What you need to do: Give back the entire listing exactly as it was provided.

Material provided:
PR #42, opened 2023-02-02
small fixes/documentations improvements

Ghesselink:
A couple of small improvements that were noted. They are not specific to a rule and, on their own, would be too small for a separate PR. Most have mainly to do with readability/documentation

The following is added:

- On a couple of occasions,`if len(set()): do X ` is changed to simply `if set(): do X`. In these cases, we are interested in the existence of a certain set or list and not the length of it. 
- Type annotations for better documentation. For example, in the case of points, it is clearer that these are ifcopenshell.entity_instances and not a list with integers. 
- In ALB002: Reverse related & relating. They are now in the wrong order in the steps.py file. I think it got reversed during the confusion of the alb nesting Nest/IsNestedBy.


Ghesselink:
Updated with restructure of Jakub in https://github.com/buildingSMART/ifc-gherkin-rules/pull/61

PR #47, opened 2023-02-06
GEM004 merge errors fix

Ghesselink:
There was a lot of merging back and forth and some things did not pass through correctly. 

 -> The testfiles of GEM004 were not merged into main -> Deleted in https://github.com/buildingSMART/ifc-gherkin-rules/commit/275f1bc4fa22f967f9bf61036b99694809e4ecb4
 -> In the 'then' implementation, the constraint did not get parsed correctly


features/steps/steps.py
```diff
@@ -684,8 +684,10 @@ def step_impl(context, constraint, num=None):
 
     within_model = getattr(context, 'within_model', False)
 
-    if constraint.startswith('be ') or constraint.startswith('in '):
-        constraint = constraint[3:]
+    #to account for order-dependency of removing characters from constraint
+    for startswith, length in itertools.chain.from_iterable(itertools.permutations([('not ', 4), ('be ', 3), ('in ', 3)])):
```
aothms, line 688: Why do we have 'not' in here suddenly? That would completely change the meaning of the statement but it would simply be silently discarded here from the constraint.

aothms: I don't see a reason to manually provide `length` why not simply compute it from `startswith` (which I would call `prefix`).

aothms: Did you check what from_iterable(permutation(...)) actually obtains:

```
>>> list(itertools.chain.from_iterable(itertools.permutations([('not ', 4), ('be ', 3), ('in ', 3)])))
[('not ', 4), ('be ', 3), ('in ', 3), ('not ', 4), ('in ', 3), ('be ', 3), ('be ', 3), ('not ', 4), ('in ', 3), ('be ', 3), ('in ', 3), ('not ', 4), ('in ', 3), ('not ', 4), ('be ', 3), ('in ', 3), ('be ', 3), ('not ', 4)]
```

That would be one hello of a sentence.

Why not rather use a while loop:

```suggestion
    while constraint.startswith('be ') or constraint.startswith('in '):
        constraint = constraint[3:]
```

aothms (changes requested):

aothms:
I just observed this as well. That was an unlucky combination of absence of test files and incorrect behaviour after merging. Please proceed with these suggestions as soon as feasible and we hotfix it in production.

features/steps/steps.py
Ghesselink: > Why do we have 'not' in here suddenly? That would completely change the meaning of the statement but it would simply be silently discarded here from the constraint.
In another PR (GEM005) there is the sentence 'The value must **not** be body' . I see that discard it from the constraint like that can cause undesired side effects, I'll change it there as well so it is explicit/less silent.

Ghesselink: > That would be one hello of a sentence.

It's a long sentence, but the computation time is very low so I thought that would not be a problem. 

> Why not rather use a while loop

Because it is sometimes easier to complicate things than to find simple solutions. Thanks :)

aothms (approved):

PR #50, opened 2023-02-09
VAL142 - split steps.py file

JTurbakiewicz:


aothms:
@JTurbakiewicz Could you resolve the conflicts? 

Editors tend to get hopelessly lost in these kind of conflicts, so a trick I always use:

    git diff `git merge-base main val142-split-steps-file`..main -- features/steps/steps.py

This will print the changes on the main branch to steps.py (you need to use a bash based shell for this such as git bash) that will allow you to manually apply to changes then onto the feature branch.

aothms (approved):

aothms:
Looks great, the ast analysis script is very elegant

Task answer:
PR #42, opened 2023-02-02
small fixes/documentations improvements

Ghesselink:
A couple of small improvements that were noted. They are not specific to a rule and, on their own, would be too small for a separate PR. Most have mainly to do with readability/documentation

The following is added:

- On a couple of occasions,`if len(set()): do X ` is changed to simply `if set(): do X`. In these cases, we are interested in the existence of a certain set or list and not the length of it. 
- Type annotations for better documentation. For example, in the case of points, it is clearer that these are ifcopenshell.entity_instances and not a list with integers. 
- In ALB002: Reverse related & relating. They are now in the wrong order in the steps.py file. I think it got reversed during the confusion of the alb nesting Nest/IsNestedBy.


Ghesselink:
Updated with restructure of Jakub in https://github.com/buildingSMART/ifc-gherkin-rules/pull/61

PR #47, opened 2023-02-06
GEM004 merge errors fix

Ghesselink:
There was a lot of merging back and forth and some things did not pass through correctly. 

 -> The testfiles of GEM004 were not merged into main -> Deleted in https://github.com/buildingSMART/ifc-gherkin-rules/commit/275f1bc4fa22f967f9bf61036b99694809e4ecb4
 -> In the 'then' implementation, the constraint did not get parsed correctly


features/steps/steps.py
```diff
@@ -684,8 +684,10 @@ def step_impl(context, constraint, num=None):
 
     within_model = getattr(context, 'within_model', False)
 
-    if constraint.startswith('be ') or constraint.startswith('in '):
-        constraint = constraint[3:]
+    #to account for order-dependency of removing characters from constraint
+    for startswith, length in itertools.chain.from_iterable(itertools.permutations([('not ', 4), ('be ', 3), ('in ', 3)])):
```
aothms, line 688: Why do we have 'not' in here suddenly? That would completely change the meaning of the statement but it would simply be silently discarded here from the constraint.

aothms: I don't see a reason to manually provide `length` why not simply compute it from `startswith` (which I would call `prefix`).

aothms: Did you check what from_iterable(permutation(...)) actually obtains:

```
>>> list(itertools.chain.from_iterable(itertools.permutations([('not ', 4), ('be ', 3), ('in ', 3)])))
[('not ', 4), ('be ', 3), ('in ', 3), ('not ', 4), ('in ', 3), ('be ', 3), ('be ', 3), ('not ', 4), ('in ', 3), ('be ', 3), ('in ', 3), ('not ', 4), ('in ', 3), ('not ', 4), ('be ', 3), ('in ', 3), ('be ', 3), ('not ', 4)]
```

That would be one hello of a sentence.

Why not rather use a while loop:

```suggestion
    while constraint.startswith('be ') or constraint.startswith('in '):
        constraint = constraint[3:]
```

aothms (changes requested):

aothms:
I just observed this as well. That was an unlucky combination of absence of test files and incorrect behaviour after merging. Please proceed with these suggestions as soon as feasible and we hotfix it in production.

features/steps/steps.py
Ghesselink: > Why do we have 'not' in here suddenly? That would completely change the meaning of the statement but it would simply be silently discarded here from the constraint.
In another PR (GEM005) there is the sentence 'The value must **not** be body' . I see that discard it from the constraint like that can cause undesired side effects, I'll change it there as well so it is explicit/less silent.

Ghesselink: > That would be one hello of a sentence.

It's a long sentence, but the computation time is very low so I thought that would not be a problem. 

> Why not rather use a while loop

Because it is sometimes easier to complicate things than to find simple solutions. Thanks :)

aothms (approved):

PR #50, opened 2023-02-09
VAL142 - split steps.py file

JTurbakiewicz:


aothms:
@JTurbakiewicz Could you resolve the conflicts? 

Editors tend to get hopelessly lost in these kind of conflicts, so a trick I always use:

    git diff `git merge-base main val142-split-steps-file`..main -- features/steps/steps.py

This will print the changes on the main branch to steps.py (you need to use a bash based shell for this such as git bash) that will allow you to manually apply to changes then onto the feature branch.

aothms (approved):

aothms:
Looks great, the ast analysis script is very elegant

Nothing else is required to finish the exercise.